You will initially start at the upper left cell (0, 0). A valid path in the grid is a path that starts from the upper left cell (0, 0) and ends at the bottom-right cell (m - 1, n - 1) following the signs on the grid. The valid path does not have to be the shortest.

You can modify the sign on a cell with cost = 1. You can modify the sign on a cell one time only.
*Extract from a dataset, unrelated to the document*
Issue #289, opened 2022-06-12
Issue of Multi-Actors Executing


gaogaihetao:
**description**
When the actor list in ManeuverGroup has more than 1 Entities, only the last one can execute the inside Action successfully. E.g. when car1, car2, car3 are packed in a ManeuverGroup to execute a SpeedAction, only car3 moves but car1 and car2 keep standstill. Also, this issue won't occur if StartTrigger is omitted.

Return the minimum cost to make the grid have at least one valid path.

Example 1:

Input: grid = [[1,1,1,1],[2,2,2,2],[1,1,1,1],[2,2,2,2]]
Output: 3
Explanation: You will start at point (0, 0).
The path to (3, 3) is as follows. (0, 0) --> (0, 1) --> (0, 2) --> (0, 3) change the arrow to down with cost = 1 --> (1, 3) --> (1, 2) --> (1, 1) --> (1, 0) change the arrow to down with cost = 1 --> (2, 0) --> (2, 1) --> (2, 2) --> (2, 3) change the arrow to down with cost = 1 --> (3, 3)
The total cost = 3.

Example 2:

Input: grid = [[1,1,3],[3,2,2],[1,1,4]]
Output: 0
Explanation: You can follow the path from (0, 0) to (2, 2).

Example 3:

Input: grid = [[1,2],[4,3]]
Output: 1

Constraints:

  • m == grid.length
  • n == grid[i].length
  • 1 <= m, n <= 100
  • 1 <= grid[i][j] <= 4

Solutions (Rust)

1. Solution

impl Solution {
    pub fn min_cost(grid: Vec<Vec<i32>>) -> i32 {
        use std::collections::BinaryHeap;
        use std::collections::HashSet;

        let m = grid.len();
        let n = grid[0].len();
        let mut seen = HashSet::new();
        let mut heap = BinaryHeap::from([(0, 0, 0)]);

        while let Some((cost, i0, j0)) = heap.pop() {
            if i0 < 0 || j0 < 0 || i0 >= m || j0 >= n {
                continue;
            }

            if i0 == m - 1 && j0 == n - 1 {
                return -cost;
            }

            seen.insert((i0, j0));

            for (i1, j1, g) in [
                (i0, j0 + 1, 1),
                (i0, j0 - 1, 2),
                (i0 + 1, j0, 3),
                (i0 - 1, j0, 4),
            ] {
                if !seen.contains(&(i1, j1)) {
                    if g == grid[i0 as usize][j0 as usize] {
                        heap.push((cost, i1, j1));
                    } else {
                        heap.push((cost - 1, i1, j1));
                    }
                }
            }
        }

        unreachable!()
    }
}